PR #4673, opened 2020-12-30
Upgrade clang-format to version 11

linusg:
Compared to version 10 this fixes a bunch of formatting issues, mostly around structs/classes with attributes like `[[gnu::packed]]`, and incorrect insertion of spaces in parameter types (`T &`/`T &&`).
I also removed a bunch of `// clang-format off/on` and `FIXME` comments that are no longer relevant - on the other hand it tried to destroy a couple of neatly formatted comments, so I had to add some as well.

### DIFF
--- a/.github/workflows/cmake.yml
+++ b/.github/workflows/cmake.yml
@@ -21,13 +21,17 @@ jobs:
     # sudo apt-get update -qq
 
     - name: Purge interfering packages
-      # Remove GCC 9 (installed by default)
-      run: sudo apt-get purge -y gcc-9 g++-9 libstdc++-9-dev
+      # Remove GCC 9 and clang-format 10 (installed by default)
+      run: sudo apt-get purge -y gcc-9 g++-9 libstdc++-9-dev clang-format-10
     - name: Install dependencies
       # These packages are already part of the ubuntu-20.04 image:
-      # clang-format-10 cmake gcc-10 g++-10 shellcheck libgmp-dev
+      # cmake gcc-10 g++-10 shellcheck libgmp-dev
       # These aren't:
-      run: sudo apt-get install libstdc++-10-dev libmpfr-dev libmpc-dev ninja-build npm
+      run: |
+        wget -O - https://apt.llvm.org/llvm-snapshot.gpg.key | sudo apt-key add -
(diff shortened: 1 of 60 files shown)


tomuta:
Does this force everyone to upgrade to 20.10? I have very annoying problems with 20.10 on at least 3 of my computers that work flawlessly with 20.04 (all three have quite different hardware). Or is there a way to get this onto 20.04?

linusg:
> Does this force everyone to upgrade to 20.10? I have very annoying problems with 20.10 on at least 3 of my computers that work flawlessly with 20.04 (all three have quite different hardware). Or is there a way to get this onto 20.04?

No, it just forces everyone to use clang-format 11 :)
I have no idea about Ubuntu, but you can probably grab a pre-built binary from https://releases.llvm.org/download.html (`https://github.com/llvm/llvm-project/releases/download/llvmorg-11.0.0/clang+llvm-11.0.0-x86_64-linux-gnu-ubuntu-20.04.tar.xz`).

I understand it's annoying for people using distributions that are "lacking behind", but it's equally annoying for people using distributions that are up to date. (I'm on Fedora 33, which has clang 11 by default).

linusg:
It's also just a test for now, as this was mentioned in https://github.com/SerenityOS/serenity/pull/4669#issuecomment-752753327 and that PR contains formatting changes where the current version produces weird results.

If CI passes and there's no major backlash, I'd be happy to have it merged. Otherwise :man_shrugging:

Lubrsi:
Huh, getting a macOS runner both Ubuntu runners, what a weird sight. I think anything they don't label as "latest" they have much less capacity for.

linusg:
That's concerning :smile:
If it slows down CI builds we might have to stick with Ubuntu 20.04 and get clang-format 11 from elsewhere.

Lubrsi:
I mean, macOS managed to do a full toolchain rebuild before getting even one ubuntu runner. That's pretty impressive

Lubrsi:
Apparently they were gonna put clang-11 and all that onto ubuntu 20.04 in december 14th, but it fell through because it didn't get released generally to 20.04 on time.

linusg:
@tomuta there's also https://apt.llvm.org/ which is probably even better than the tar file :)

tomuta:
> @tomuta there's also https://apt.llvm.org/ which is probably even better than the tar file :)

Nice, I can live with that :)

PR #4674, opened 2020-12-30
DynamicLoader: Handle Loader.so being invoked directly as an executable

lux01:
Loader.so is an actual executable, as well as the interpreter for dynamic
libraries. Currently launching Loader.so as a standalone executable results
in an obsucre crash as it tries to load itself over itself.

Now we at least print a helpful message saying that you're doing the wrong
thing and exit gracefully. In future we may wish to allow users to specify
additional options to learn more about what's going on during dynamic
linking, such as ld-linux.so.2 on Linux.

### DIFF
--- a/Userland/DynamicLoader/main.cpp
+++ b/Userland/DynamicLoader/main.cpp
@@ -250,6 +250,20 @@ static void clear_temporary_objects_mappings()
     g_loaders.clear();
 }
 
+static void display_help()
+{
+    const char message[] =
+        R"(You have invoked `Loader.so'. This is the helper program for programs that
+use shared libraries. Special directives embedded in executables tell the
+kernel to load this program.
+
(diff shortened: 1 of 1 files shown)


Userland/DynamicLoader/main.cpp
```diff
@@ -250,6 +250,20 @@ static void clear_temporary_objects_mappings()
...
+{
+    const char message[] =
+        R"(You have invoked `Loader.so'. This is the helper program for programs that
+use shared libraries. Special directives embedded in executables tell the
+kernel to load this program.
+
+This helper program loads the shared libraries needed by the program,
+prepares the program to run, and runs it. You do not need to invoke
+this helper program directly.
+)";
```
awesomekling, line 263: This is a very helpful and informative error message.

PR #4677, opened 2020-12-31
Kernel: Fix heap expansions deadlock

### LINKED ISSUE #4675: Kernel: When loading a web page, if a kmalloc heap extension happens when NetworkTask is scheduled, the system deadlocks
Keep trying to load webpages, e.g. DDG, if this happens:
```
[NetworkTask(5:5)]: kmalloc(): Adding memory to heap at V0xc0801000, bytes: 1048576
```
The kernel will deadlock. If it happens outside NetworkTask, it carries on normally.
GDB trace:
```
#0  0xc01dc2c7 in ?? ()
#1  0xc01b348d in ?? ()
#2  0xc01ad777 in ?? ()
#3  0xc02115f6 in ?? ()
#4  0xc0212089 in ?? ()
#5  0xc021210d in ?? ()
#6  0xc01cf256 in ?? ()
#7  0xc020b92f in ?? ()
#8  0xc020b9e1 in ?? ()
#9  0xc01b30af in ?? ()
#10 0xc01b34f1 in ?? ()
#11 0xc01ad777 in ?? ()
#12 0xc01e2c2d in ?? ()
#13 0xc01e2e0a in ?? ()
#14 0xc01f4e40 in ?? ()
#15 0xc0168303 in ?? ()
#16 0xc01190be in ?? ()
```
(It seems to be a different trace every time, so I don't know how useful this is)

tomuta:
If a heap expansion is triggered by allocating from e.g. the
RangeAllocator, which may be holding a spin lock, we cannot
immediately allocate another block of backup memory, which could
require the same locks to be acquired. So, defer allocating the
backup memory

Fixes #4675

### DIFF
--- a/Kernel/Heap/kmalloc.cpp
+++ b/Kernel/Heap/kmalloc.cpp
@@ -52,6 +52,8 @@
 
 static RecursiveSpinLock s_lock; // needs to be recursive because of dump_backtrace()
 
+static void kmalloc_allocate_backup_memory();
+
 struct KmallocGlobalHeap {
     struct ExpandGlobalHeap {
         KmallocGlobalHeap& m_global_heap;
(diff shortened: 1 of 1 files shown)


Kernel/Heap/kmalloc.cpp
```diff
@@ -94,7 +96,11 @@ struct KmallocGlobalHeap {
             // backup heap before returning. Otherwise we potentially lose
             // the ability to expand the heap next time we get called.
             ScopeGuard guard([&]() {
-                m_global_heap.allocate_backup_memory();
+                // We may need to defer allocating backup memory because the
+                // heap expansion may have been triggered while holding some
+                // other spinlock. We the expansion happens to need the same
```
awesomekling, line 101: Typo, `We the`

awesomekling:
Makes sense

PR #4686, opened 2020-12-31
Kernel: Boot with Partition UUID

supercomputer7:
Very simple, yet a neat feature that we all probably use in our Linux machines.
One can get the partition UUID (I quickly did it with an hex editor, but `cfdisk` also shows this value) of a GUID partition and specify it in a textual representation of a UUID in the kernel boot argument - `root=PARTUUID=123e4567-e89b-12d3-a456-426614174000`. If the kernel finds your partition, it will boot it :)
I used the [wikipedia article about UUIDs](https://en.wikipedia.org/wiki/Universally_unique_identifier) to understand what is expected from the implementation.

### DIFF
--- a/AK/UUID.cpp
+++ b/AK/UUID.cpp
@@ -1,0 +1,92 @@
+/*
+ * Copyright (c) 2020, Liav A. <liavalb@hotmail.co.il>
+ * All rights reserved.
+ *
+ * Redistribution and use in source and binary forms, with or without
+ * modification, are permitted provided that the following conditions are met:
+ *
+ * 1. Redistributions of source code must retain the above copyright notice, this
+ *    list of conditions and the following disclaimer.
+ *
+ * 2. Redistributions in binary form must reproduce the above copyright notice,
+ *    this list of conditions and the following disclaimer in the documentation
+ *    and/or other materials provided with the distribution.
+ *
+ * THIS SOFTWARE IS PROVIDED BY THE COPYRIGHT HOLDERS AND CONTRIBUTORS "AS IS"
+ * AND ANY EXPRESS OR IMPLIED WARRANTIES, INCLUDING, BUT NOT LIMITED TO, THE
+ * IMPLIED WARRANTIES OF MERCHANTABILITY AND FITNESS FOR A PARTICULAR PURPOSE ARE
+ * DISCLAIMED. IN NO EVENT SHALL THE COPYRIGHT HOLDER OR CONTRIBUTORS BE LIABLE
+ * FOR ANY DIRECT, INDIRECT, INCIDENTAL, SPECIAL, EXEMPLARY, OR CONSEQUENTIAL
+ * DAMAGES (INCLUDING, BUT NOT LIMITED TO, PROCUREMENT OF SUBSTITUTE GOODS OR
+ * SERVICES; LOSS OF USE, DATA, OR PROFITS; OR BUSINESS INTERRUPTION) HOWEVER
+ * CAUSED AND ON ANY THEORY OF LIABILITY, WHETHER IN CONTRACT, STRICT LIABILITY,
+ * OR TORT (INCLUDING NEGLIGENCE OR OTHERWISE) ARISING IN ANY WAY OUT OF THE USE
+ * OF THIS SOFTWARE, EVEN IF ADVISED OF THE POSSIBILITY OF SUCH DAMAGE.
+ */
+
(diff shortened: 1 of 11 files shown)


AK/UUID.h
```diff
@@ -0,0 +1,63 @@
...
+    bool operator<=(const UUID&) const = delete;
+    bool operator>=(const UUID&) const = delete;
+    bool operator<(const UUID&) const = delete;
+    bool operator>(const UUID&) const = delete;
+
+    bool is_null() const;
+
+private:
+    void convert_string_view_to_uuid(const StringView&);
+    ByteBuffer m_uuid_buffer;
```
awesomekling, line 58: A UUID is always going to be the same length (128 bits), so let's use an array instead of a heap-allocating `ByteBuffer` :)

AK/UUID.h
```diff
@@ -0,0 +1,63 @@
...
+
+namespace AK {
+
+class UUID {
+public:
+    UUID();
+    explicit UUID(ByteBuffer);
+    explicit UUID(const String&);
+    explicit UUID(const StringView&);
+    explicit UUID(const char*);
```
awesomekling, line 41: Why do we need all these different constructors?

AK/UUID.h
```diff
@@ -0,0 +1,63 @@
...
+    ~UUID() { }
+
+    String as_string() const;
+    const ByteBuffer& as_bytebuffer() const;
```
awesomekling, line 45: `as_foo()` generally means "I know this is a `Foo` so just give me an appropriate reference type"
`to_foo()` generally means "I don't know what this is but give it to me in the form of a `Foo` even if you have to generate it"

awesomekling (changes requested):

AK/UUID.h
supercomputer7: You're right, the `UUID(const char*)` and `UUID(const String&)` constructors are not needed.

AK/UUID.cpp
```diff
@@ -0,0 +1,103 @@
...
+}
+
+bool UUID::is_null() const
+{
+    for (size_t index = 0; index < 16; index++) {
+        if (m_uuid_buffer.data()[index] != 0)
+            return false;
+    }
+    return true;
+}
```
linusg, line 101: 1. This looks like it could use `AK::all_of()` :)
2. Maybe `is_zero()` is a better name, as that's what it actually checks?

`AK::MACAddress` does both:

https://github.com/SerenityOS/serenity/blob/bbe787a0afd51307cdac2c023895c19df31519ca/AK/MACAddress.h#L80-L83

supercomputer7: I'll fix it right away, thanks! :)

linusg (commented):
two more small suggestions for UUID. I don't think I'm qualified to judge the kernel changes, but this is very cool!

AK/UUID.h
```diff
@@ -0,0 +1,64 @@
...
+namespace AK {
+
+class UUID {
+public:
+    UUID();
+    explicit UUID(ByteBuffer);
+    explicit UUID(const StringView&);
+    ~UUID() { }
+
+    String as_string() const;
```
awesomekling, line 43: Please call this `to_string()`

AK/UUID.h
```diff
@@ -0,0 +1,64 @@
...
+    ByteBuffer to_bytebuffer() const;
```
awesomekling, line 44: Do we actually need this API? It's always nice if we can avoid heap allocated buffers.

AK/UUID.cpp
```diff
@@ -0,0 +1,107 @@
...
+void UUID::convert_string_view_to_uuid(const StringView& uuid_string_view)
+{
+    ASSERT(uuid_string_view.length() == 36);
+    auto first_unit = decode_hex(uuid_string_view.substring_view(0, 8));
+    auto second_unit = decode_hex(uuid_string_view.substring_view(9, 4));
+    auto third_unit = decode_hex(uuid_string_view.substring_view(14, 4));
+    auto fourth_unit = decode_hex(uuid_string_view.substring_view(19, 4));
+    auto fifth_unit = decode_hex(uuid_string_view.substring_view(24, 12));
+
+    auto result = ByteBuffer::create_zeroed(16);
```
awesomekling, line 58: No need for a ByteBuffer here, a basic stack Array works fine :)

awesomekling (changes requested):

## WHAT THE EXERCISE ASKS
Only lines with the word "StringView" belong in the answer; copy each of them from the material above.

## RESPONSE BOX
+    void convert_string_view_to_uuid(const StringView&);
+    explicit UUID(const StringView&);
+    explicit UUID(const StringView&);
+void UUID::convert_string_view_to_uuid(const StringView& uuid_string_view)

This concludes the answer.